***** Source material

PR #6149, opened 2022-10-05
Fix compilation for GCC

MrKepzie:
This PR fixes multiple issues that prevented GCC from being used. 
This addresses the following issues:
- C++ 20 designated initializers were used here and there, preventing compilation with C++17
- The anonymous struct in FrameGraphRenderPass was not compiling
- removed some noexcept which would fail the compilation
- ambiguous typedefs
- missing inludes
- symbols visibility at lnk time

This PR is a bunch of cherry picks in-between other feature commits, please make sure to review and test it on your side.

### DIFF
--- a/CMakeLists.txt
+++ b/CMakeLists.txt
@@ -228,16 +228,12 @@ if (CMAKE_C_COMPILER_ID MATCHES "Clang")
     if (CMAKE_C_COMPILER_VERSION VERSION_LESS MIN_CLANG_VERSION)
         message(FATAL_ERROR "Detected C compiler Clang ${CMAKE_C_COMPILER_VERSION} < ${MIN_CLANG_VERSION}")
     endif()
-elseif (NOT MSVC)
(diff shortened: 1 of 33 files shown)


romainguy:
Thank you for your contribution but our support of GCC is limited to public APIs and we will not maintain support to compile Filament itself with GCC.

MrKepzie:
Ah, took 1h to compile does commits, but should have asked first.
Well at least this fixes filamat/include/MaterialBuilder.h and the ambiguous enum typdefs in filament/include/View.h,Material.h,MaterialInstance.h

pixelflinger:
Too many changes we can't take or don't want to. 
For designated initializers, I think the best course of action is to enable C++20 when compiling with gcc (I think we even do that for MSVC). I'm not sure about the other issues, some need investigation, e.g. the noexcept ones.
Also we don't use, by convention, the <c...> includes and prefer the old <....h> versions (except for math.h), as it's generally faster to compile.

For the missing includes and ambiguous typedefs, please provide a separate PR.

thanks.

PR #7720, opened 2024-03-28
Throw an NSException on Apple platforms when panicking

bejado:
On Apple platforms, we should be throwing an `NSException`, which gives us better crash reporting.

### DIFF
--- a/libs/utils/src/Panic.cpp
+++ b/libs/utils/src/Panic.cpp
@@ -16,6 +16,10 @@
 
 #include <utils/Panic.h>
 
+#if defined(__APPLE__)
+#include <utils/darwin/Exception.h>
+#endif
+
 #include <atomic>
 #include <cstdarg>
 #include <cstdlib>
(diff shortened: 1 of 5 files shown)


libs/utils/src/Panic.cpp
```diff
@@ -139,6 +152,11 @@ void TPanic<T>::panic(char const* function, char const* file, int line, const ch
     va_end(args);
     T e(function, formatFile(file), line, reason);
     e.log();
+
+#if defined(__APPLE__)
+    details::throwDarwinException(e);
```
bejado, line 157: Actually, we may want to give users the option of which type of exception they want thrown, maybe through a compile-time flag. @pixelflinger thoughts?

pixelflinger: I'm thinking we should throw the C++ exception first if enabled. If not it'll revert to the darwinException.
If the user wants a darwin exception that can always throw one from their C++ exception handler.

pixelflinger (changes requested):
give priority to the C++ exception

PR #7721, opened 2024-03-28
Fix WebGL build with newer Emscripten

bejado:
Newer Emscripten toolchains require us to wrap raw pointers in `allow_raw_pointer`.


poweifeng (approved):
which version of emscripten does this work with?  Do we need to update the build script for web?

bejado:
> which version of emscripten does this work with? Do we need to update the build script for web?

I'm not sure when the Emscripten change was made, but this should be backwards compatible. That is, we should have been doing this all along, but it only recently became a failure. So no, I don't think we need to update any build scripts.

**********

What the task asks = Each line in the entries above that includes the string "shown" should be extracted.

Answer =
(diff shortened: 1 of 33 files shown)
(diff shortened: 1 of 5 files shown)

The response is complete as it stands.